Task directions:
For each line below that holds "info", return the line as it stands.
⟨
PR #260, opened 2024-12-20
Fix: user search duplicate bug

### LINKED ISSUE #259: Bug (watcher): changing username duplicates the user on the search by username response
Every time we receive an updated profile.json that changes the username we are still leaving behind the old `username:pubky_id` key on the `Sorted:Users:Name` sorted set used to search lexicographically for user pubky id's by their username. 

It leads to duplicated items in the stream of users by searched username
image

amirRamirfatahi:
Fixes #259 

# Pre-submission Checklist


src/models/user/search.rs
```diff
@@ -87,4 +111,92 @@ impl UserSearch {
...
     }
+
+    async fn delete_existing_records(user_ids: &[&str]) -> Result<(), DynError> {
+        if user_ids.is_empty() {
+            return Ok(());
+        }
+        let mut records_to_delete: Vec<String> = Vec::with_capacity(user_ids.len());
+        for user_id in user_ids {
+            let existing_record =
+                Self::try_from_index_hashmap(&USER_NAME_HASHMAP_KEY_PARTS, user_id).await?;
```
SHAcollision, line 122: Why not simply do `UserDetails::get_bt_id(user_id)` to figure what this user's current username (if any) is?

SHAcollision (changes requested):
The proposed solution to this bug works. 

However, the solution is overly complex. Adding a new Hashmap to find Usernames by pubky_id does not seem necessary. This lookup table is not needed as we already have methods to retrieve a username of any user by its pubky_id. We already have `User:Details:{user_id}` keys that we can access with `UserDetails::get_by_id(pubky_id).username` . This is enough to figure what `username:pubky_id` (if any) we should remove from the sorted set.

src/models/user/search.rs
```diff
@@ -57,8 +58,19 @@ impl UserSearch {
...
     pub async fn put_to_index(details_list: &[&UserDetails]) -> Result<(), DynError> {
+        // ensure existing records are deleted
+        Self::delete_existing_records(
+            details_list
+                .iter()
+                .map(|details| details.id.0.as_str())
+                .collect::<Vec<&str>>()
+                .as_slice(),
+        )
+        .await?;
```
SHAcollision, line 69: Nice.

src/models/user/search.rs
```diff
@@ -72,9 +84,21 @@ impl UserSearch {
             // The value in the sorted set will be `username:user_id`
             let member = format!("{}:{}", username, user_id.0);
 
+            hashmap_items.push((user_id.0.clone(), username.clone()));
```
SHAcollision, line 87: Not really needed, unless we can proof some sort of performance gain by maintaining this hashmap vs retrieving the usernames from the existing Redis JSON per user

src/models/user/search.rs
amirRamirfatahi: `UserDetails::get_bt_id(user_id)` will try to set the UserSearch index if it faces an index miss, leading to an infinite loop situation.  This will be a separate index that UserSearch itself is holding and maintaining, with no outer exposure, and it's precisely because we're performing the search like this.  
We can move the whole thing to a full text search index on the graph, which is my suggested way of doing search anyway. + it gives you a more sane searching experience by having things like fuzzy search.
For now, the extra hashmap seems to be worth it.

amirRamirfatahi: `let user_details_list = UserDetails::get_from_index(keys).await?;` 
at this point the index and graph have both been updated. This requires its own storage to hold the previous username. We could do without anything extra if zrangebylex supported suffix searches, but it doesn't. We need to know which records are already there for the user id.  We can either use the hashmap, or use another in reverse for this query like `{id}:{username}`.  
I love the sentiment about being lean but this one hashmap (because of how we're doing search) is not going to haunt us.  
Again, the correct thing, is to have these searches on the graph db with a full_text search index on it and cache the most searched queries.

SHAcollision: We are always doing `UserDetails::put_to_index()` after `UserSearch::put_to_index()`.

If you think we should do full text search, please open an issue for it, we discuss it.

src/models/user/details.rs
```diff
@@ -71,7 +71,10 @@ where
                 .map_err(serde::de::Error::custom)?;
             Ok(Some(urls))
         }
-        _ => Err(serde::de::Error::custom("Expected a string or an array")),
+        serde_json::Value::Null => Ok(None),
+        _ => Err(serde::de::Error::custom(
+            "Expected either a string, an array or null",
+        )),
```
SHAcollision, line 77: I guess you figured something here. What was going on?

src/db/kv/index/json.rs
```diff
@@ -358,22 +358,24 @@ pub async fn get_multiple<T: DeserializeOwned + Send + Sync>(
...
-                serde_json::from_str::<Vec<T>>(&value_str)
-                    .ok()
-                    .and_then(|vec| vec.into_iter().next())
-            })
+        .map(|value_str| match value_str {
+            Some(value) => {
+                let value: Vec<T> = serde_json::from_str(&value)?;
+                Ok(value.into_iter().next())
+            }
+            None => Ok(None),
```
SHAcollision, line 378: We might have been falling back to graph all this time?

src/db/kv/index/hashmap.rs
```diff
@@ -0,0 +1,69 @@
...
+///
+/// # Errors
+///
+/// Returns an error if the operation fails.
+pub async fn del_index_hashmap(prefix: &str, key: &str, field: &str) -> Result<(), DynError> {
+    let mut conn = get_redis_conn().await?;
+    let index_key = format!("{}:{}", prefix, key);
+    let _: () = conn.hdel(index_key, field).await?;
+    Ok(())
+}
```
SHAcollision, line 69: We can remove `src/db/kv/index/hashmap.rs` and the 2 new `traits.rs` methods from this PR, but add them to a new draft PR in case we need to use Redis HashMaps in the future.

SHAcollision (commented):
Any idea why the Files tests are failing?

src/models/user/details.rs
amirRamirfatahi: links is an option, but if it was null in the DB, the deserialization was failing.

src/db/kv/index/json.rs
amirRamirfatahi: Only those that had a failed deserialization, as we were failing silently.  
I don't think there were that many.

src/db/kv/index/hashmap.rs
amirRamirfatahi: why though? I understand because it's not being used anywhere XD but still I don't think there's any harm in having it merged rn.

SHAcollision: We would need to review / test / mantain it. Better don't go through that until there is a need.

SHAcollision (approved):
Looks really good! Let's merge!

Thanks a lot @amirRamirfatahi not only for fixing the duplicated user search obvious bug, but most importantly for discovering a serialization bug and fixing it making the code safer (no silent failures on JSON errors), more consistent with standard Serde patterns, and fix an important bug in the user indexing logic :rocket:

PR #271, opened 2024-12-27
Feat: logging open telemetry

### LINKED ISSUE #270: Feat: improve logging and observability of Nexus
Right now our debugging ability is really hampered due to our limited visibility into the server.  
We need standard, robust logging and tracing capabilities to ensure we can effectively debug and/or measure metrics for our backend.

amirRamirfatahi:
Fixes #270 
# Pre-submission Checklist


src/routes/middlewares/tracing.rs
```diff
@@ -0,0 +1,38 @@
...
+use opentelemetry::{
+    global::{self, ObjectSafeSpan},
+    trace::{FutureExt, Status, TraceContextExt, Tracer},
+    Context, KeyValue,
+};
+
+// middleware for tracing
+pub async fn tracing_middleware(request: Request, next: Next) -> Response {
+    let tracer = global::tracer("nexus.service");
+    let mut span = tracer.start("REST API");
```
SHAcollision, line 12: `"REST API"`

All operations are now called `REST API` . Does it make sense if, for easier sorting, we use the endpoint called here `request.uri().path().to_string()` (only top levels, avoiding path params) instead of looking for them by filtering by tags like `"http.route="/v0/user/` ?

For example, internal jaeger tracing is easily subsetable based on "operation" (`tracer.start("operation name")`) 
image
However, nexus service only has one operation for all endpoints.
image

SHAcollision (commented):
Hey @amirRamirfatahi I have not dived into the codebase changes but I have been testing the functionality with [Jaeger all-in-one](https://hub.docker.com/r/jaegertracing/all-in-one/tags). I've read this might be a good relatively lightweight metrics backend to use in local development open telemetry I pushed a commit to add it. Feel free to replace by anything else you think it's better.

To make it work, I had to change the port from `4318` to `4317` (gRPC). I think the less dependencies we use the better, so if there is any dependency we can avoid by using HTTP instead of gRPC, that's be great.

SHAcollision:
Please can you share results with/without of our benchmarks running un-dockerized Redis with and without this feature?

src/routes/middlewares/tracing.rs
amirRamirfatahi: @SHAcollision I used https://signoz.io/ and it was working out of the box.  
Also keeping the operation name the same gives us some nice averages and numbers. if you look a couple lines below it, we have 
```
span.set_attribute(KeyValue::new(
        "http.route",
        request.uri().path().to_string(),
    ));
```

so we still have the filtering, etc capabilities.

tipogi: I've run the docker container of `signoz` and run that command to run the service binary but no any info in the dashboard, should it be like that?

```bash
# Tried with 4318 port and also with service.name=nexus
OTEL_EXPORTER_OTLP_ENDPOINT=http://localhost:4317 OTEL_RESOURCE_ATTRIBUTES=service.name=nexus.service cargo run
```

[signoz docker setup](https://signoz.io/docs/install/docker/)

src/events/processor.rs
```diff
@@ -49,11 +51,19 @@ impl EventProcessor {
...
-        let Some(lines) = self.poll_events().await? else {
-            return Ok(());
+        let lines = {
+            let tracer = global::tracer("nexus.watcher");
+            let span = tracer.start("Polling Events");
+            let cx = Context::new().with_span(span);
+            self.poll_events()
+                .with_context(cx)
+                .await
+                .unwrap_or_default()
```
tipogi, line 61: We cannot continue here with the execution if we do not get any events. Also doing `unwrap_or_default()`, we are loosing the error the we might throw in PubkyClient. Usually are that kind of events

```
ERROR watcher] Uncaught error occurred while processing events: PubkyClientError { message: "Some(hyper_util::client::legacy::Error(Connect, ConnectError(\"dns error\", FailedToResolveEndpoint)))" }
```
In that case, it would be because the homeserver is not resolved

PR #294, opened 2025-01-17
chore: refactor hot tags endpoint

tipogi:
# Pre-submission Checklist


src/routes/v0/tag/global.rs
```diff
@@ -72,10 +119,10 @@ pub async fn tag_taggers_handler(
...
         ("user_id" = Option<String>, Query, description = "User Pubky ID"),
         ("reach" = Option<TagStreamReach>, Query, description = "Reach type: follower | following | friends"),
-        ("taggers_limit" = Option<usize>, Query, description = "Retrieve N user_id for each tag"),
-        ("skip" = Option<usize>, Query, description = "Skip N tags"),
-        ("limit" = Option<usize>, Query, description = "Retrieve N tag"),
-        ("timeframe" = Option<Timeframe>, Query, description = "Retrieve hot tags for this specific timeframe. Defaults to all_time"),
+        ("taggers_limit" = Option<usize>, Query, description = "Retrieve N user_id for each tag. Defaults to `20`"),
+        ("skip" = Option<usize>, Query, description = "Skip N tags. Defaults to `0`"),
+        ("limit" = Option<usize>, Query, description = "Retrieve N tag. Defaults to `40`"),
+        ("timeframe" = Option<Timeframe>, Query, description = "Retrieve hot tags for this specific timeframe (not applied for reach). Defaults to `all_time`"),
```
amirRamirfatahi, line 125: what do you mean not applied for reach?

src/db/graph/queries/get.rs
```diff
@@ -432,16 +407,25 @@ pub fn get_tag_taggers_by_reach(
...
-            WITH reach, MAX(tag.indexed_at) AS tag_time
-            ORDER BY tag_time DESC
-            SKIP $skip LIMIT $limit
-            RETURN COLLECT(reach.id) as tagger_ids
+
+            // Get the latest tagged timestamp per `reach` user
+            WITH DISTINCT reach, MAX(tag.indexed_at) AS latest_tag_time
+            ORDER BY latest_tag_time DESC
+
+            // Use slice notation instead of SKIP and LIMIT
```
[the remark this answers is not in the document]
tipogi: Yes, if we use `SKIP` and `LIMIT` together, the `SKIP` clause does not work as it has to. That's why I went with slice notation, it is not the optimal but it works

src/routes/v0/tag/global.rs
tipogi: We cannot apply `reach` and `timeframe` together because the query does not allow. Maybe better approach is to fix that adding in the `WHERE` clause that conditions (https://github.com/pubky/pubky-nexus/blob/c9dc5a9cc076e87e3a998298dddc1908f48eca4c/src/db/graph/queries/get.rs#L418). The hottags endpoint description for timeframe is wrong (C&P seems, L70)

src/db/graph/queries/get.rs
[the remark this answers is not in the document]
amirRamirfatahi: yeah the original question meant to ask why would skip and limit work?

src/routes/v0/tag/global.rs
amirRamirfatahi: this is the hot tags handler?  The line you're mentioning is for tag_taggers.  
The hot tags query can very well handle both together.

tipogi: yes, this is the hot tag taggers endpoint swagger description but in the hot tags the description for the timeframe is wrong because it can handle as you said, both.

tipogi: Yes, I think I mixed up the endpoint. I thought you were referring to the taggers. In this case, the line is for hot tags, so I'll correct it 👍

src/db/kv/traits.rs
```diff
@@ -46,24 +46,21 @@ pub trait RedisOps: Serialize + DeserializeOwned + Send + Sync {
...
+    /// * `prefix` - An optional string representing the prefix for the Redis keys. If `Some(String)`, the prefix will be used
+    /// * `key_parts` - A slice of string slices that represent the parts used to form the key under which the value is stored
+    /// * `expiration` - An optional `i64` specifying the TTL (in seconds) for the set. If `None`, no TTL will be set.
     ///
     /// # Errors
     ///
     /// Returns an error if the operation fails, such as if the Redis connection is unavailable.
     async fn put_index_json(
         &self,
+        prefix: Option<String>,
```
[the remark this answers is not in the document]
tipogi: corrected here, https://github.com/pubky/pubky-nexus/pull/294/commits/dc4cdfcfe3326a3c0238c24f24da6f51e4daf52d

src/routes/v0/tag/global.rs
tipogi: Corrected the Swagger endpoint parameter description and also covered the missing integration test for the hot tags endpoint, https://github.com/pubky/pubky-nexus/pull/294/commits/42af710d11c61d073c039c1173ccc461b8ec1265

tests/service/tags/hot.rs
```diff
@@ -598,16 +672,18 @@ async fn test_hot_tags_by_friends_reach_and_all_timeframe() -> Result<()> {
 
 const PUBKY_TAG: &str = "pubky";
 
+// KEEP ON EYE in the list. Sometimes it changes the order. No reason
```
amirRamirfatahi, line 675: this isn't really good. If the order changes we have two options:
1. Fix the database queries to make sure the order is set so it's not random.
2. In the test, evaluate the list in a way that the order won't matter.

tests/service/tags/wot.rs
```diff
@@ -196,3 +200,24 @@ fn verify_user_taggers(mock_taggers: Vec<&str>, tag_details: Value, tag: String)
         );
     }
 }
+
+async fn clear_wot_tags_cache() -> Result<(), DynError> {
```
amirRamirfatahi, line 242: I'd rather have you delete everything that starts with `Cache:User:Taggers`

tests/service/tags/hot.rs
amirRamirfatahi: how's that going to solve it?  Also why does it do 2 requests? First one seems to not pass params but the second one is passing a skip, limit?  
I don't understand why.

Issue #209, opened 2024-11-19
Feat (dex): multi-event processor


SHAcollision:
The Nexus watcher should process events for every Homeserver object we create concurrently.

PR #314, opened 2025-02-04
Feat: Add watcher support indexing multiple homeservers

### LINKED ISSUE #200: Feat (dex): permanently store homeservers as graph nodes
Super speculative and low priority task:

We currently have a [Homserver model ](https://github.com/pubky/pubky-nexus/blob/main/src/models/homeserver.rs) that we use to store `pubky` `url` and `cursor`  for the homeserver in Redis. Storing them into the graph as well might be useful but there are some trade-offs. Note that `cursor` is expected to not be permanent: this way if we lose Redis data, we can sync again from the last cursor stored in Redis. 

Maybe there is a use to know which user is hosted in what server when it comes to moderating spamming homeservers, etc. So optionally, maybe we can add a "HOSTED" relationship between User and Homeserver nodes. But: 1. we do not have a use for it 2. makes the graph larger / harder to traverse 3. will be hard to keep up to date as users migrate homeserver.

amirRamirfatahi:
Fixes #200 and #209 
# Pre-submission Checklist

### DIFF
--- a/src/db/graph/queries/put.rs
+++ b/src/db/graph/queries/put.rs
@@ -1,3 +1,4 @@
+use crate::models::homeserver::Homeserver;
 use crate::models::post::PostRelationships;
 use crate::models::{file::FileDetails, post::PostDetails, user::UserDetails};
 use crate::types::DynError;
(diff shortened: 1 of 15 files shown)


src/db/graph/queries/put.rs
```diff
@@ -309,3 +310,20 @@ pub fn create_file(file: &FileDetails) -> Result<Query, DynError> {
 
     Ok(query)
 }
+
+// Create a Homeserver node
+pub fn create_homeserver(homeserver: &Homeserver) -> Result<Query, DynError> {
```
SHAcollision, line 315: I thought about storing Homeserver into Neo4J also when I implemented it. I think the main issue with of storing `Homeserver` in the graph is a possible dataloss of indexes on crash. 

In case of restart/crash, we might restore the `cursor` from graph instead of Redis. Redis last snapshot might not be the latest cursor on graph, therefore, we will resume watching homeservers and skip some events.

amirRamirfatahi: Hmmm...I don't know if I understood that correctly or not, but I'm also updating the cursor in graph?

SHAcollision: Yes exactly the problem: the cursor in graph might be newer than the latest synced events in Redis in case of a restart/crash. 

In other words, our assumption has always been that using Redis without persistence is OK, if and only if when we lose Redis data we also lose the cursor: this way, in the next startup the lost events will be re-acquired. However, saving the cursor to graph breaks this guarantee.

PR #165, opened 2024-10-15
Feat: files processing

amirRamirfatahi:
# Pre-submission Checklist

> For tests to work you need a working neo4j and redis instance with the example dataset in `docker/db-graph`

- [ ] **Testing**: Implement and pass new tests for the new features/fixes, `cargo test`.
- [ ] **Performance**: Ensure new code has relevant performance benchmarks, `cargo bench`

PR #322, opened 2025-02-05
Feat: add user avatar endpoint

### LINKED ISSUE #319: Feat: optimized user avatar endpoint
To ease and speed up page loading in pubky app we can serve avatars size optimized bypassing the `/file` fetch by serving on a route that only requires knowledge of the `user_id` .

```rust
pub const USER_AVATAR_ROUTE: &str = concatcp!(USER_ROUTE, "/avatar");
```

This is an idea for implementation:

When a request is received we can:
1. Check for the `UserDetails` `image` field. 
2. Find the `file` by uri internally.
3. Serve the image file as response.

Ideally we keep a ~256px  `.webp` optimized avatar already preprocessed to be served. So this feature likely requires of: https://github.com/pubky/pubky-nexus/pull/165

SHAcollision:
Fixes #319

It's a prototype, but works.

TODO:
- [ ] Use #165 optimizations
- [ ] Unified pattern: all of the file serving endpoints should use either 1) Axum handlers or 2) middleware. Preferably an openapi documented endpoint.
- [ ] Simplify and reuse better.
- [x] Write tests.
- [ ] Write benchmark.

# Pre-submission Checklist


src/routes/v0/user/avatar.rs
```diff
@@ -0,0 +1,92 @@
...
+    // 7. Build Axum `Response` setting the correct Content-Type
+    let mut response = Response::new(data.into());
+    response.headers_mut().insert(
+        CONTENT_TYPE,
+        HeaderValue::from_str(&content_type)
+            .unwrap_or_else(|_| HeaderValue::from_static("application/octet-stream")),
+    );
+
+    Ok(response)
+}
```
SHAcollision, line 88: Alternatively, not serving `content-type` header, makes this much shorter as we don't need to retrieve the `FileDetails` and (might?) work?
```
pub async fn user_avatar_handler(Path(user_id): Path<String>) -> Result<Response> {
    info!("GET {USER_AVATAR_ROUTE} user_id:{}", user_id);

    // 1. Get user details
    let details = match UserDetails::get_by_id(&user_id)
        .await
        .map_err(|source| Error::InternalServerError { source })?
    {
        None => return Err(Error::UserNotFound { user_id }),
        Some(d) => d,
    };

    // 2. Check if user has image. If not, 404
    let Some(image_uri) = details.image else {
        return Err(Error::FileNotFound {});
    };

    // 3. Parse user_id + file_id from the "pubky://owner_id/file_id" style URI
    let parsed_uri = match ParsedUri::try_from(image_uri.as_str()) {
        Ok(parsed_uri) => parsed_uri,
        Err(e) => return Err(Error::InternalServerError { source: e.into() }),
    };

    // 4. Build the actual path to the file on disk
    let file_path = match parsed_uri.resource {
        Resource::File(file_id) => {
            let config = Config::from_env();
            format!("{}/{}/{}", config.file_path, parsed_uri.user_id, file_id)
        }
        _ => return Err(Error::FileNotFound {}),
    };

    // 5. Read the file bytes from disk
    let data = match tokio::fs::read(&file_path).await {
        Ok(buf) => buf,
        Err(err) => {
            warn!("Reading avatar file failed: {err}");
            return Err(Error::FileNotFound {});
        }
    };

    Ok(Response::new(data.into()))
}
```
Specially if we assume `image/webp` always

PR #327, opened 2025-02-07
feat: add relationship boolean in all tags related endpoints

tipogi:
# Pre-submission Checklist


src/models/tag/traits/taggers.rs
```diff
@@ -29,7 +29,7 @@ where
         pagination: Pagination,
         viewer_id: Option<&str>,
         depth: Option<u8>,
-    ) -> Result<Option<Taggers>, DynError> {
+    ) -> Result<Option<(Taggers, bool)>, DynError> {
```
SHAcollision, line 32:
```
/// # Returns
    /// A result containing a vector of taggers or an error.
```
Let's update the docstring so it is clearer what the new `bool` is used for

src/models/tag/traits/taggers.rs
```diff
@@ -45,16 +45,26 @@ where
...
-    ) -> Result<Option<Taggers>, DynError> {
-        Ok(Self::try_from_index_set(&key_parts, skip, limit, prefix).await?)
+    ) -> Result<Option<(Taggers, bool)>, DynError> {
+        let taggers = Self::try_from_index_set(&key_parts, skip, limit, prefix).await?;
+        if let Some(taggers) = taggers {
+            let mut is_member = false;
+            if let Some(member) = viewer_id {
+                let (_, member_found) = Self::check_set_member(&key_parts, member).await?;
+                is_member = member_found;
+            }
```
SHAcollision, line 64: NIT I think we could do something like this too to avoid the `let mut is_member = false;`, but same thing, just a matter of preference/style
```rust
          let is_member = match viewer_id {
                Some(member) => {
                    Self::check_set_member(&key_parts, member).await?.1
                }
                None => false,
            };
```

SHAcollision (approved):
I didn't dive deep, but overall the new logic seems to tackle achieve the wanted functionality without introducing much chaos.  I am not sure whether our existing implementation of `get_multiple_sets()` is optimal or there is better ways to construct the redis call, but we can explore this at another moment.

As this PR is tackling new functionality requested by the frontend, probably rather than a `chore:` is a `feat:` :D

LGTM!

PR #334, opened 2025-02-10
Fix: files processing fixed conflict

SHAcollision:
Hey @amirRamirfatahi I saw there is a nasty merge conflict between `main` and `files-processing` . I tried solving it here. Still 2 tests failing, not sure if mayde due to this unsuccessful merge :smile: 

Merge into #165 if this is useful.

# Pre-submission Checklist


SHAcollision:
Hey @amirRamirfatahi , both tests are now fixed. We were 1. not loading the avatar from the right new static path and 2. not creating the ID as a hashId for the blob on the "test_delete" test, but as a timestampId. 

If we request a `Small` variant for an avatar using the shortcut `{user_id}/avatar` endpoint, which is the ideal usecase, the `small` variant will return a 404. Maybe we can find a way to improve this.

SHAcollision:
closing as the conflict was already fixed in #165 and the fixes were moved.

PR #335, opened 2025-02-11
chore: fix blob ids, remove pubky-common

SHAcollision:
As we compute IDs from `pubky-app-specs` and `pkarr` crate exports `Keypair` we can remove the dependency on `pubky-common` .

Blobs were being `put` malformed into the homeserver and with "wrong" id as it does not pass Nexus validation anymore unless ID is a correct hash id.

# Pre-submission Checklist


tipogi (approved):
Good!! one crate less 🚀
⟩
Solution:
tipogi: I've run the docker container of `signoz` and run that command to run the service binary but no any info in the dashboard, should it be like that?
    info!("GET {USER_AVATAR_ROUTE} user_id:{}", user_id);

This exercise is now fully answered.